Catharine Morisset’s article “If You Smoke Pot, you Can Still Get Fired” was featured in Avvo Naked Law on August 13, 2015.

Federal law says that pot is as dangerous as heroin, more addictive than cocaine, and has no accepted medical purpose. Yet 23 states and DC have legalized medical marijuana in some form. Alaska, Colorado, Oregon, Washington, and D.C. have also de-criminalized recreational marijuana use. For the average worker – and their employers – this federal-state law paradox can have huge impact in the workplace.

Many employers, for instance, still choose to conduct workplace drug testing in various contexts (such as making it a condition of an employment offer), and “zero tolerance” policies remain valid. Despite numerous attempts to challenge that standard, pro-marijuana laws have had little impact on an employer’s ability to drug test or to terminate employees for marijuana use.

Some examples:

  • In Ross v. Ragingwire Telecommunications, Inc., California’s highest court found that the state’s medical marijuana law protects individuals only from criminal prosecution, ruling in favor of an employer who declined to hire an injured vet taking medical marijuana to treat chronic back pain after he failed his pre-employment drug test.
  • Oregon’s Supreme Court, in Emerald Steel Fabricators, Inc. v.
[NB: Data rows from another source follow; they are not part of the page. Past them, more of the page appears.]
PR #4989, opened 2018-03-29
v3.0.x: Update to PMIx 2.0.3

jjhursey:


rhc54:
whistle...wow, that's a big amount of change, dude! Are the RMs going to accept this?

opal/mca/pmix/pmix2x/pmix/src/server/pmix_server_ops.c
```diff
@@ -824,68 +824,99 @@ pmix_status_t pmix_server_unpublish(pmix_peer_t *peer,
...
+    if (PMIX_SUCCESS != (rc = pmix_bfrop.unpack(buf, &cd->ninfo, &cnt, PMIX_SIZE))) {
         PMIX_ERROR_LOG(rc);
         return rc;
     }
     /* unpack the array of directives */
-    if (0 < ninfo) {
-        PMIX_INFO_CREATE(info, ninfo);
-        cnt=ninfo;
-        if (PMIX_SUCCESS != (rc = pmix_bfrop.unpack(buf, info, &cnt, PMIX_INFO))) {
+    if (0 < cd->ninfo) {
```
rhc54: @jjhursey I recvd a request that we always provide the PMIX_PARENT_ID and PMIX_SPAWNED attributes when a client proc (but not a tool) dynamically starts another job. See the code now in master - might be an idea to backport it here for consistency.

jjhursey:
They are using PMIx 2.0.1rc1 right now. If they want cross version support in v3.0.1 then it should be considered. I'll leave it to the RMs.
It's worth considering, thus the PR. But it might be wise to push to v3.0.2 (with a quick turn around) so that it gets some testing.

rhc54:
@hppritcha @jsquyres Just to clarify (since I commented about the size of this PR) - much of the changes consist of mods to copyrights and removal of some files. Of the remaining changes, they fall into three categories:

1. bug fixes that impact correctness and cross-version support
1. better isolation of the PMI-1/2 backward compatibility libraries, which OMPI doesn't build
1. changes to non-executing files such as the rpm spec file

The first category is the smallest of the group, and so I'd recommend moving ahead with it (precise timing is up to you).

opal/mca/pmix/pmix2x/pmix/src/server/pmix_server_ops.c
rhc54: NOTE: my "changes request" relates solely to the above comment. Otherwise, things look fine to me, so I'll change my review to "approved" as the above is optional and up to @jjhursey .

bwbarrett:
After some discussion, since Open MPI 3.0.1 is all but released (all that's left is the web page update), we're going to release 3.0.1 without this patch and ship it with 3.0.2, targetted for 1 month out.

PR #4998, opened 2018-03-31
dist: Don't build case-conflicting html man pages

bwbarrett:
The html man page builder creates a web page for every
man page generated by our releases.  We then check all
those pages into the ompi-www repo.  Force the build
to skip case-conflicting pages (ie, mpiCC because it
conflicts with mpicc), even if building on Linux, so that
ompi-www continues to be sane when cloned onto MacOS.

(cherry picked from commit fe2b6cf1d63d352aca247c9d026bb7038cb412c6)


jsquyres:
bot:ompi:retest

bwbarrett:
bot:ompi:retest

Bureau of Labor and Industries similarly found for an employer who fired a heavy-machine operator who had used medical marijuana to treat muscle spasms during the two weeks before a drug test.
  • In 2011, in Roe v. Teletech, Washington State’s highest court upheld the termination of a medical marijuana user for a non-safety-sensitive position, even when she disclosed her valid prescription before being asked to take the pre-employment drug test. The court rationalized there was no clear public policy protecting employees from termination even for lawful home use because Washington’s law provided only a defense to criminal prosecution.